[파이썬] 3D 그래프 그리기

In this tutorial, we will learn how to create 3D graphs in Python using the popular matplotlib library. Matplotlib is a powerful data visualization library that allows us to create a wide range of graphs and plots, including 3D graphs.

Setting up the Environment

Before we begin, make sure you have Python and matplotlib installed on your machine. You can install matplotlib using the following command:

pip install matplotlib

Once you have installed matplotlib, let’s import the necessary libraries and set up the environment:

import matplotlib.pyplot as plt
from mpl_toolkits.mplot3d import Axes3D
import numpy as np

# Set up the figure and axes
fig = plt.figure()
ax = fig.add_subplot(111, projection='3d')

Creating a Simple 3D Plot

To create a simple 3D plot, we need data points in three dimensions. Let’s generate some random data points and plot them:

# Generate random data
x = np.random.rand(100)
y = np.random.rand(100)
z = np.random.rand(100)

# Plot the data points
ax.scatter(x, y, z)

# Set labels for the axes
ax.set_xlabel('X')
ax.set_ylabel('Y')
ax.set_zlabel('Z')

# Display the plot
plt.show()

This code will generate 100 random data points in three dimensions and plot them as a scatter plot. The resulting plot will be displayed with labeled axes.
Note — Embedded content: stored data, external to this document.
PR #3743, opened 2025-06-11
BC-9807 - Rename Copy to Duplicate

f-g-s:
# Short Description

We're currently a bit inconsistent in the naming of the copy function. It should be called "Duplicate" everywhere (as in the room), since that's what actually happens—not "Copy."

https://ticketsystem.dbildungscloud.de/browse/BC-9807

## Changes
- text changes for de, en, es and some for uk
- longer sentences have not been adapted in Ukrainian because the translation is likely to be harder to understand

## Screenshots of UI changes
image
image
image
image

## Checklist before merging


src/locales/en.ts
```diff
@@ -6,6 +6,7 @@ export default {
 	"common.actions.confirm": "Confirm",
 	"common.actions.continue": "Continue",
 	"common.actions.copy": "Copy",
+	"common.actions.duplicate": "Duplicate",
```
odalys-dataport, line 9: Awesome, now we only need to remove the language key in line 14 and replace any usage with this one. :)

src/locales/es.ts
```diff
@@ -682,7 +683,7 @@ export default {
 	"components.molecules.copyResult.etherpadCopy.info":
 		"El contenido no se copia por razones de protección de datos y debe agregarse nuevamente.",
 	"components.molecules.copyResult.failedCopy":
-		"No se pudo completar el proceso de copia.",
+		"NNo se pudo completar la duplicación.",
```
odalys-dataport, line 686: That's one "N" too much :)

odalys-dataport (changes requested):

odalys-dataport (approved):

PR #3791, opened 2025-07-17
BC-9738 - Room editors may only create/start video conferences if permission is granted

MartinSchuhmacher:
# Short Description
Allow create/start video conference on boards for room editors only if room setting `editor_manage_videoconference` is active.
Remaining board roles should not be altered.

BC-9738

## Changes
- implementing BoardManageVideoconference permission into board permission workflow
- videoconference element in add element dialog only present according to permission
- videoconference element on board can only be started with correct permission
- UI adjustments on the room form

## Checklist before merging

### DIFF
--- a/src/modules/feature/board-video-conference-element/components/VideoConferenceContentElement.unit.ts
+++ b/src/modules/feature/board-video-conference-element/components/VideoConferenceContentElement.unit.ts
@@ -118,7 +118,7 @@ describe("VideoConferenceContentElement", () => {
 			elementIndex = 2,
 			isRunning = false,
 			error = null,
-			hasManageVideoConferencePermission,
+			hasManageVideoConferencePermission = false,
 		} = options;
 
 		const element = {


src/components/organisms/Ldap/LdapRolesSection.vue
```diff
@@ -23,12 +23,14 @@
 					"
 					value="group"
 					class="ml-n2"
+					color="primary"
```
NFriedo, line 26: Maybe it makes sense to add VRadio to the defaults here: src/plugins/vuetify.ts

```ts
defaults: {
  VRadio: {color:"primary}
},
```

So we don't need to write `color=primary` to each `VRadio`

src/modules/feature/room/RoomForm.vue
```diff
@@ -49,12 +49,20 @@
...
+					:class="{
+						'video-conference-checkbox--sm': !smAndUp,
+					}"
 					data-testid="room-video-conference-checkbox"
 					:label="t('components.roomForm.labels.videoConference.label')"
 					:hide-details="true"
 					@click="onToggleVideoConferenceFeature"
 				/>
-				<div class="text-grey-darken-1 ms-8 helper-text">
+				<div
```
NFriedo, line 60: Hmm I think this helper text should be part of the checkbox label.
We could use the label slot for the v-checkbox for it.

src/components/organisms/Ldap/LdapRolesSection.vue
MartinSchuhmacher: actually we need `VRadioGroup` it seems as we use the VRadio within the VRadioGroup everytime, so maybe we later need to add it for the `VRadio` separate once we need it. Interesting enough that we dont have the same behavior for `VCheckbox` there

NFriedo (approved):

PR #3832, opened 2025-08-18
BC-7402 - remove old breakpoints

odalys-dataport:
# Short Description

To have a more consistent design setup and remove some overhead we want to remove the breakpoints defined in our project and replace them with vuetifys defined breakpoints.

BC-7402

## Checklist before merging


src/components/legacy/NavigationBar.vue
```diff
@@ -100,26 +100,26 @@ const setActive = (idx: number) => {
 }
 
 .nav-container {
-	@include breakpoint(tablet) {
+	@media (min-width: 750px) {
```
dyedwiper, line 103: In other files you use the vuetify breakpoints with sass:map. Why not here?

src/pages/administration/StudentOverview.page.vue
```diff
@@ -739,22 +737,6 @@ export default {
 	justify-content: center;
 }
 
-.info-box {
```
dyedwiper, line 742: The two classes above are also unused AFAIS and you could remove them, too.

src/modules/feature/news-form/FormActions.vue
```diff
@@ -12,14 +12,15 @@
 </template>
 
 <style lang="scss" scoped>
-@use "@/styles/mixins" as *;
+@use "sass:map";
+@use "@/styles/settings.scss" as *;
```
dyedwiper, line 16: Why is this import needed?

src/components/lern-store/LernStoreGrid.vue
```diff
@@ -20,18 +20,19 @@ const col = computed(() => {
...
+@use "sass:map";
+@use "@/styles/settings.scss" as *;
 
 .grid {
 	display: grid;
 	grid-gap: 16px;
 	width: 100%;
 
-	@include breakpoint(tablet) {
+	@media #{map.get($display-breakpoints, 'sm')} {
```
dyedwiper, line 31: In `_typography.scss` you have a similar case of two possibly conflicting media queries and there you use `@media #{map.get($display-breakpoints, 'sm-and-up')}`. It leads to the same result because the latter rule takes precedence anyway. I'm just wondering if we want to be consistent in such cases.

src/components/legacy/NavigationBar.vue
odalys-dataport: This component seems to rely on the old breakpoints quite heavily. I started looking into refactoring it all, but eventually decided it was gonna be too much effort considering we might need to apply any changes to the legacy client as well.

src/components/lern-store/LernStoreGrid.vue
odalys-dataport: I'm not sure we need to "force" consistency, but for the sake of clarity I changed the line in `_typography.scss`

dyedwiper (approved):

src/modules/feature/auto-logout/AutoLogoutWarning.vue
```diff
@@ -119,7 +120,7 @@ watch(
 		width: 100%;
 		font-size: var(--text-lg);
 
-		@include breakpoint(tablet) {
+		@media #{map.get($display-breakpoints, 'sm-and-up')} {
```
dyedwiper, line 123:
```suggestion
		@media #{map.get($display-breakpoints, 'md-and-up')} {
```
Otherwise it gets too narrow and doesn't look good.

PR #3839, opened 2025-08-20
BC-7404 Layers cleanup

wolfganggreschus:
# Short Description

BC-704
## Checklist before merging

### DIFF
--- a/src/styles/css-variables/_layers.scss
+++ b/src/styles/css-variables/_layers.scss
@@ -5,7 +5,6 @@
 	--layer-dropdown: 30;
 	--layer-popover: 40;
 	--layer-tooltip: 50;
-	--layer-top-menu: 60;
 	--layer-fab: 100;
 	--layer-modal: 1000;
 }


src/components/organisms/StepProgress.vue
```diff
@@ -109,20 +109,15 @@ ul.progressbar {
...
+		left: -30%;
+		width: 60%;
 		height: calc(3 * var(--border-width));
 		content: "";
 		background: map.get($grey, base);
 	}
 }
 
 .progressbar li.active {
-	&::after {
```
odalys-dataport, line 122: Why was this deleted?

src/components/molecules/AlertContainer.vue
```diff
@@ -56,7 +56,7 @@ const onRemoveNotification = (notification: AlertPayload) => {
 	right: 0;
 	bottom: 5vh;
 	left: 0;
-	z-index: var(--layer-tooltip);
```
odalys-dataport, line 59: For newer components please double check if there is a way to manage these via Vuetify and if they align with Vuetify's layering.

src/components/templates/DefaultWireframe.vue
```diff
@@ -194,7 +194,7 @@ const showDivider = computed(() => {
 .sticky {
 	position: sticky;
 	top: var(--topbar-height);
-	z-index: var(--layer-sticky-header);
```
odalys-dataport, line 197: While this is semi a semi old component, this is still widely used and applied to new features. Maybe there is a vuetify class for stickyness by now that can be applied instead? In some cases it can also still make sense to keep variables, especially for components that are new or commonly used, so that we don't have random layering. For legacy code like Lernstore or AdminTables I personally wouldn't put in the effort, but here it could make sense.

wolfganggreschus: Franz and I have looked at it. The idea is to make the header no longer sticky -> another ticket (UX is thinking about it)
As a result, the whole sticky class could then be removed, which leads to other current problems.

Keeping the global variables now works against the current ticket, doesn't it? I would leave it as it is for now, but Franz will take the “wirefame” issue to the UX round.

PR #3847, opened 2025-08-25
WIP: BC-10453 Minor a11y fixes

sebmue-dataport:
# Short Description

 - Fix: Pressing escape instead of clicking the cancel button in the Room Copy Info Dialog caused the dialog to close but kept it from ever being opened again in the same session. Fixed by using after-leave on VDialog
 - Refactor: Several legacy uses of $t for using i18n replaced with t
 - Refactor: Simplify the Share Dialog and remove dependency towards Custom Dialog using VDialog instead

https://ticketsystem.dbildungscloud.de/browse/BC-10453

## Checklist before merging


hoeppner-dataport (changes requested):

NFriedo:
Will close this PR, because it is really old and the changed Dialogs are either not exist anymore or repalced with SVSDialog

Creating a 3D Surface Plot

In addition to scatter plots, matplotlib also allows us to create 3D surface plots. Surface plots are useful for visualizing functions of two variables.
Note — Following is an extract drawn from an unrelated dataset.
PR #4156, opened 2026-04-09
BC-11513 - Migration VueX VideoConferenceModule to composable

MartinSchuhmacher:
# Short Description
Vuex-Module 'VideoConferenceModule' -> composable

Let’s create an example of a 3D surface plot using the plot_surface function:

# Generate data for the surface plot
x = np.linspace(-5, 5, 100)
y = np.linspace(-5, 5, 100)
X, Y = np.meshgrid(x, y)
Z = np.sin(np.sqrt(X**2 + Y**2))

# Plot the surface
ax.plot_surface(X, Y, Z, cmap='viridis')

# Set labels for the axes
ax.set_xlabel('X')
ax.set_ylabel('Y')
ax.set_zlabel('Z')

# Display the plot
plt.show()

In this code, we generate a grid of x and y values using meshgrid, calculate the corresponding z values using a mathematical function, and then plot the surface.

Conclusion

In this tutorial, we explored how to create 3D graphs using python and matplotlib. We covered creating simple scatter plots and more advanced surface plots. With these techniques, you can visualize your data and gain deeper insights into your data patterns.

Matplotlib provides a wide range of customization options for 3D plots, so feel free to experiment and create stunning visualizations that suit your specific needs. Happy plotting!